What is metadata? Well, let me begin to answer by asking another question: Have you ever watched the Antiques Roadshow program on television? People bring items to professional antique dealers to have them examined and evaluated. The participants hope to learn that their items are long-lost treasures of immense value. The antique dealers always spend a lot of time talking to the owners about their items. They ask questions like “Where did you get this item?” and “What can you tell me about its history?” Now, the item is sitting right there in front of them, yet they ask these questions. Why? Because these details provide knowledge about the authenticity and nature of the item. The dealer also carefully examines the item looking for markings and dates that provide clues to the item’s origin.
Users of data must be able to put it in context before the data becomes useful as information. That’s the role of metatdata. The simplest definition of metadata is “data about data.” But to be a bit more precise, metadata describes data, providing information like data type, length, textual description, and other characteristics of the data. So, for example, metadata allows the user to know that the customer number is a five digit numeric field, whereas the data itself might be 56789.
So, using our Antiques Roadshow example, the item being evaluated is the “data.” The answers to the antique dealer’s questions and the marking on the item are the “metadata.” Value is assigned to an item only after the metadata about that item is discovered and evaluated.
Metadata characterizes data. It is used to provide documentation such that data can be understood and more readily consumed by your organization. Metadata answers the who, what, when, where, why, and how questions for users of the data.
There are two basic types of metadata: technology metadata and business metadata. Technology metadata describes the technical aspects of the data as it relates to storing and managing the data in computerized systems. Business metadata describes aspects of how the data is used by the business, and is needed for the data to have value to the organization. So, knowing that the LICNO column is a positive integer between 1 and 9,999,999 is technology metadata. Knowing that the LICNO column is the practitioner license number for certified course instructors, must be unique and every instructor can have one and only one license number is business metadata. Both are required, but the biggest need for improvement in most organizations involves business metadata capabilities.

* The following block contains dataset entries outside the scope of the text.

PR #6299, opened 2024-02-28
Fix spelling error in "Multiple Errors Detected" error message.

BlizzardTheWolf:
Fixed a spelling mistake that said "temporally" instead of "temporarily".

Yes!


Kreusada:
I believe this may not be a spelling mistake. Temporarily means "for a limited time; not permanently". _Temporally_ means “with regard to time; having to do with time". These are two different words and _temporally_ works fine here IMO.

BlizzardTheWolf:
> I believe this may not be a spelling mistake. Temporarily means "for a limited time; not permanently". _Temporally_ means “with regard to time; having to do with time". These are two different words and _temporally_ works fine here IMO.

Ah makes sense!

PR #6300, opened 2024-03-02
Update ModLog to include info about `[p]modlogset`

### LINKED ISSUE #6182: Update docs/docstring to make [p]modlogset's new home more clear
Now that `[p]modlogset` has been moved to be under `core_commands.py` with 3.5, it is somewhat unclear that this command exists when looking at the help output for the `Modlog` cog and the [`Modlog` docs](https://docs.discord.red/en/stable/cog_guides/modlog.html). A reference to this command should probably be put in the `Modlog` cog. I would guess that best place for this to go is probably the cog's docstring.

This change might also make sense for `[p]bankset` and the `Economy` cog, though I think that one is a bit less confusing.

BlizzardTheWolf:
Changed the docstrings of the ModLog class to include info about the `[p]modlogset` command, so it's more clear on how to change modlog settings.

Yes


Kreusada (approved):
LGTM

PR #6463, opened 2024-10-08
Convert project to poetry

tekulvw:

Converting setup.py + requirements/* to a modern package manager like poetry will bring benefits in dev (simple setup: `poetry install`) and versioning (no custom scripting, just: `poetry set-git-version`).

No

The need for metadata has always existed. But its importance is growing rapidly in today’s IT world. Regulatory compliance imposes requirements on data management and the data must be organized and classified in order to determine which regulations apply to it. Without metadata, classification is impossible – at least proper, correct classification.
Consider, for example, the many regulations dealing with long-term data preservation and retention. Different types of data must be retained for different durations. Without accurate metadata, the ability to tie your data to the appropriate regulation, and thus the correct retention period, is impossible.
Other regulations, such as PCI and HIPAA, contain stipulations that companies must protect personal information by implementing procedures to ensure that confidential data is accessed by legitimate sources only. This can require the implementation of detailed database auditing capabilities to track who did what to which piece of data when. But such stringent auditing is not required on all pieces of data. Once again, metadata is required to classify the data into the proper category in order to implement the appropriate controls for the appropriate data.
A wise organization will develop a metadata strategy to collect, manage, and provide a vehicle for accessing metadata. A sound metadata strategy should address the following:
-
A policy for how metadata is used in the organization.
-
Procedures for identifying and defining data ownership and stewardship.
-
Identification of the types of metadata that needs to be collected.
-
A fundamental description of the purpose for each type of metadata that is identified. In other words, the metadata strategy should provide a clear and concise reason why each piece of metadata is required by the organization.
-
Methods for the collection and storage of metadata (typically using a repository).
-
Methods for accessing the metadata.
-
A security policy to enforce the data stewardship procedures, as well as to enforce security policies on metadata access.
-
Identification of metadata sources, both internal and external.
-
Measurements to gauge the quality and usability of metadata.